<<<<

PR #448, opened 2016-10-15
[IMP][10.0] travis: Upgrade travis config

lasley:
- Switch to new matrix
- Add Transifex
- Add travis_after_tests_success


pedrobaeza (approved):
Thanks, I was wondering why we don't have Codecov... I'll fast-track when CIs finish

>>>>

Using the data above, return each line exactly as written.

Reply to the exercise -
PR #448, opened 2016-10-15
[IMP][10.0] travis: Upgrade travis config

lasley:
- Switch to new matrix
- Add Transifex
- Add travis_after_tests_success


pedrobaeza (approved):
Thanks, I was wondering why we don't have Codecov... I'll fast-track when CIs finish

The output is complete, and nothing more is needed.